Yesung hurries over to the bed, drops his pants and then, not really knowing how to go about the whole cock-in-ass business, rests his hands gingerly on Heechul's hips.
"Oh for fucks sake!" Heechul yells, exasperated, and slams himself back onto Yesung's cock, taking it all the way to the base in one fluid stroke.
"Holy shit," Yesung gasps, and if he had doubted that Heechul was a demon before there are no doubts now, because no human could do that without prep, and no human would be this tight or this hot.
"Ok, now that I've done the big-boy part, do you think you can do the rest?" Heechul asks, looking over his shoulder irritably. When Yesung doesn't respond, Heechul clenches his ass and says, "It's not going to fuck itself!"
And so Yesung starts to move his hips. And when Heechul calls him a pussy he begins to fuck him harder, and when he calls him an incompetent virgin he fucks him even harder, and it continues until Yesung is pretty sure that the rhythmic smack of skin on skin as he pounds into Heechul must be audible for miles around.
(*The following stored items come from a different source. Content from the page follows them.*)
PR #5450, opened 2022-12-20
Handle default resource quotas

### LINKED ISSUE #5431: Adjust ResourceQuota API for default quotas
When a quota is updated by an user, if it has the Default Quota labels on it, they should be removed to mark the ResourceQuota as an custom quota, instead of a default one. 

This is important to avoid the quota being managed by the default resource quota controller.

lsviben:
Adds handling for default resource quotas:
- info if the quota is default
- on update remove the default label

Fixes #5431

**What type of PR is this?**
/kind feature

```release-note
NONE
```

**Documentation**:

```documentation
NONE
```

### DIFF
--- a/modules/api/pkg/api/v2/types.go
+++ b/modules/api/pkg/api/v2/types.go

Even then the verbal assault doesn't stop, and soon Yesung has one hand twisted in Heechul's hair, wrenching his head back, and the other periodically smacking his ass, and is returning Heechul's profanity in kind, and then finally when Heechul growls, "C'mon, bitch, give it to me!" Yesung is able to get out a strangled, "Shut the fuck up!" and give Heechul's ass one last smack before he tenses up and comes, cock burried to the hilt.
It is the best orgasm of his life-the best anything of his life, really-and he is lost in it for a while; when he is able to think again, he is lying on his bed, naked from the waist down, and Heechul is standing over him zipping up his pants.
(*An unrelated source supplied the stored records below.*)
PR #5464, opened 2022-12-22
Cluster details RBAC enhancements.

### LINKED ISSUE #5292: Cluster Service Account UI (RBAC changes)
## Design
https://www.figma.com/file/dJQKgUPzIDND36o2Nq8dct/Loodse-UI?node-id=7906%3A107934&t=2z0lvLUmSxkQWuen-1

### Tables (shown together here, but in live UI only one table should show at a time, changeable via the dropdown on the left) 
image

### View Switcher Dropdown
image

### Dialogs
image

### Service Account Dropdown
image

## Behavior

- Switcher Dropdown switches between table views
- Binding dialog changes depending on which table is active
- When creating a service account binding from the little '+' on the service account row, the same dialog opens as with the normal 'add binding' button, except the service account is prefilled (depending on the row it was clicked on, the respective service account)
- On the Service account dropdown show namespace in grey next to the Service Account name either 1) only if the name is used twice but with different namespaces (because the names are not unique) or 2) always show namespace next to service account in the dropdown 
- download icon: download kubeconfig

KhizerRehan:

This PR support for service account binding (cluster/namespace)

**List Section**

https://user-images.githubusercontent.com/17727069/210199705-671e46e4-1eba-42e8-8d25-bf0cee445d1e.mp4

**Dialogs**

create-sa

sa-binding

**Users/Groups**

user-binding

group-binding

Fixes #5292 

**What type of PR is this?**

/kind feature

```release-note
 Add support for service account creation and (cluster/namespace) binding
```

**Documentation**:

```documentation
TBD
```


modules/web/src/app/cluster/details/cluster/rbac/add-service-account-dialog/template.html
```diff
@@ -0,0 +1,60 @@
...
+
+Unless required by applicable law or agreed to in writing, software
+distributed under the License is distributed on an "AS IS" BASIS,
+WITHOUT WARRANTIES OR CONDITIONS OF ANY KIND, either express or implied.
+See the License for the specific language governing permissions and
+limitations under the License.
+-->
+
+<div class="dialog">
+  <km-dialog-title>Create Service Account</km-dialog-title>
```
Waseem826, line 18: I think dialog title should match the "Add Service Account" button which opens this dialog. Wdyt?
Same for the "Create Service Account" button in this dialog.

modules/web/src/app/cluster/details/cluster/rbac/component.ts
```diff
@@ -37,44 +39,33 @@ import {isClusterRunning} from '@shared/utils/health-status';
...
     private readonly _matDialog: MatDialog,
     private readonly _notificationService: NotificationService,
     private readonly _appConfigService: AppConfigService
   ) {}
 
   ngOnInit(): void {
-    merge(this._refreshTimer$, this._refresh)
+    this._refreshTimer$
       .pipe(
         switchMap(_ => this._clusterService.health(this.projectID, this.cluster.id)),
```
Waseem826, line 64: I think we should take this health value from parent component because adding it here causes 2 health API requests (one from parent component and one here). Wdyt?

modules/web/src/app/cluster/details/cluster/rbac/template.html
```diff
@@ -14,185 +14,119 @@
...
+    </ng-template>
+
+    <div [ngSwitch]="modeControl.value"
+         fxLayout="row"
+         fxLayoutAlign="space-between center"
+         fxLayoutGap="10px">
+      <ng-container *ngSwitchCase="RBACKind.ServiceAccount">
+        <button mat-flat-button
+                color="quaternary"
+                *ngIf="isClusterRunning"
```
Waseem826, line 67: We can remove this `*ngIf` because its already added on parent `ng-container`. Please remove other similar `*ngIf` conditions as well.

modules/web/src/app/cluster/details/cluster/rbac/service-account/component.ts
```diff
@@ -0,0 +1,198 @@
...
+        this.projectID,
+        this.cluster.id,
+        serviceAccount.namespace,
+        serviceAccount.id
+      ),
+      '_blank'
+    );
+  }
+
+  deleteServiceAccount(element: ClusterServiceAccount): void {
```
Waseem826, line 95: We're emitting event to parent for deleting binding so I think we should emit event for this as well and then delete service account in parent component for consistency. This way we also don't need to add `_updateBindings` method here which is duplicate of parent component's method. Wdyt?

modules/web/src/app/cluster/details/cluster/rbac/service-account/component.ts
```diff
@@ -0,0 +1,198 @@
...
+  private _getServiceAccounts(): void {
+    this._clusterServiceAccountService
+      .get(this.projectID, this.cluster.id)
+      .pipe(takeUntil(this._unsubscribe))
+      .subscribe(serviceAccount => {
+        this.dataSource.data = serviceAccount;
+        this.clusterServiceAccountExpansion = serviceAccount.reduce(
+          (prev: Record<string, boolean>, {id}) => ({
+            ...prev,
+            [id]: false,
```
Waseem826, line 140: I think we should not do this because every time service accounts are refreshed it collapses the service account details.


https://user-images.githubusercontent.com/13975988/210236836-3e0fc930-2499-4f61-b763-76e4fb43b540.mov

modules/web/src/app/shared/entity/rbac.ts
```diff
@@ -25,11 +25,21 @@ export class ClusterRole {
 }
 
 export class ClusterBinding {
```
Waseem826, line 27: This class is exactly the same as `Binding` class below but if we want to keep both classes then I think we should rename `Binding` class to `NamespaceBinding` because we're using it in that context. Wdyt?

modules/web/src/app/cluster/details/cluster/rbac/users-or-groups/component.ts
```diff
@@ -0,0 +1,119 @@
...
+export class RBACUsersOrGroupsComponent implements OnInit, OnDestroy {
+  private _unsubscribe = new Subject<void>();
+  readonly Column = Column;
+  readonly RBACType = Kind;
+  columns = [Column.Scope, Column.User, Column.ClusterRole, Column.Namespace, Column.Actions];
+
+  isLoading = true;
+  dataSource = new MatTableDataSource<SimpleClusterBinding>();
+  clusterBindings: ClusterBinding[] = [];
+  namespaceBindings: Binding[] = [];
```
Waseem826, line 50: We're not using these anywhere (other than assigning values to them) so can we remove these?

modules/web/src/app/core/services/cluster-service-account.ts
```diff
@@ -0,0 +1,125 @@
...
+}
+
+@Injectable()
+export class ClusterServiceAccountService {
+  private readonly _restRoot: string = environment.newRestRoot;
+  private readonly _refreshTime = 10;
+  private _refreshTimer$ = timer(0, this._appConfig.getRefreshTimeBase() * this._refreshTime);
+  private _serviceAccountsMap$ = new Map<string, Observable<ClusterServiceAccount[]>>();
+  private _previousServiceAccountsMap = new Map<string, ClusterServiceAccount[]>();
+  private _updateServiceAccount$ = new Subject<void>();
```
Waseem826, line 35:
```suggestion
  private _refreshServiceAccounts$ = new Subject<void>();
```

modules/web/src/app/core/services/cluster-service-account.ts
```diff
@@ -0,0 +1,125 @@
...
+
+      this._serviceAccountsMap$.set(mapKey, serviceAccounts$);
+    }
+    if (this._previousServiceAccountsMap.has(mapKey)) {
+      return this._serviceAccountsMap$.get(mapKey).pipe(startWith(this._previousServiceAccountsMap.get(mapKey)));
+    }
+    return this._serviceAccountsMap$.get(mapKey);
+  }
+
+  update(): void {
```
Waseem826, line 67:
```suggestion
  refresh(): void {
```

modules/web/src/app/core/services/cluster.ts
```diff
@@ -282,8 +286,16 @@ export class ClusterService {
   }
 
   health(projectID: string, clusterID: string): Observable<Health> {
-    const url = `${this._newRestRoot}/projects/${projectID}/clusters/${clusterID}/health`;
-    return this._http.get<Health>(url).pipe(catchError(() => of<Health>({} as Health)));
+    const mapKey = projectID + '-' + clusterID;
```
Waseem826, line 289: I think we should either use `shareReplay` or revert these changes because this method is not called from multiple places on a single view. And there is no benefit in storing previous health value in a map because pending icon is displayed while health is loading which is fine.

modules/web/src/app/core/services/rbac.ts
```diff
@@ -14,33 +14,76 @@
...
+  private _refreshTimer$ = timer(0, this._appConfigService.getRefreshTimeBase() * this._refreshTime);
 
-  constructor(private readonly _http: HttpClient) {}
+  private _refreshClusterBindings$ = new Subject<void>();
+  private _refreshNamespaceBindings$ = new Subject<void>();
+
+  private _clusterNamespacesMap = new Map<string, string[]>();
+  private _namespaceRoleNameMap = new Map<string, RoleName[]>();
+  private _clusterRoleNamesMap = new Map<string, ClusterRoleName[]>();
+  private _clusterBindingMap = new Map<string, ClusterBinding[]>();
```
Waseem826, line 46:
```suggestion
  private _clusterBindingsMap = new Map<string, ClusterBinding[]>();
```

modules/web/src/app/core/services/rbac.ts
```diff
@@ -14,33 +14,76 @@
...
+  private _namespaceBindingsMap = new Map<string, Binding[]>();
+
+  constructor(private readonly _http: HttpClient, private readonly _appConfigService: AppConfigService) {}
 
   getClusterRoleNames(clusterID: string, projectID: string): Observable<ClusterRoleName[]> {
```
Waseem826, line 51: We should use the same approach (with `shareReplay`) as `ClusterServiceAccountService.get` method in all these methods here.

modules/web/src/app/core/services/rbac.ts
```diff
@@ -58,24 +101,51 @@ export class RBACService {
...
+    return this._namespaceBindingsMap.has(mapKey)
+      ? request$.pipe(startWith(this._namespaceBindingsMap.get(mapKey)))
+      : request$;
+  }
+
+  refreshNamespaceBindings(): void {
+    this._refreshNamespaceBindings$.next();
   }
 
   createBinding(
```
Waseem826, line 151:
```suggestion
  createNamespaceBinding(
```
Similarly `deleteNamespaceBinding` below?

modules/web/src/app/wizard/step/cluster/template.html
```diff
@@ -21,7 +21,8 @@
 </ng-container>
 
 
-<form *ngIf="!loadingClusterDefaults" [formGroup]="form">
+<form *ngIf="!loadingClusterDefaults"
+      [formGroup]="form">
```
Waseem826, line 25: This change is already merged in `main` so please rebase this branch otherwise you'll get merge conflict.

Waseem826 (changes requested):
Some feedback. PTAL

KhizerRehan (commented):
Feedback Response

Waseem826 (approved):

Waseem826 (approved):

"I think my cock is on fire," Yesung says faintly.
"That'll happen when you fuck a demon, dipshit," Heechul smirks. "But on the bright side, the burning is proof that your contract has been accepted as valid."
Yesung stares up at him, blinking slowly, and tries to remember what contract.
Heechul smiles grudgingly. "You weren't so bad at the end there. That hair-pulling thing was hot-I'll have to remember that."
Yesung smiles back, still swimming in endorphins. "Did you come?"
"Demons can't come on this plane. But don't worry," Heechul says, leaning down close, "I'll get my chance. In another part of your contract that I'm sure you didn't read, there's a stipulation that once your eternal soul becomes the Devil's, its ass becomes eternally mine, and I promise you I'll make good use of it." And with a wicked smile and a parting pat on Yesung's behind, Heechul leaves the room.
Yesung supposes that he is meant to be intimidated by the idea of Heechul fucking him for all eternity, but he can't help but thinking that in the end, the only one getting fucked in a bad way by this deal is the Devil.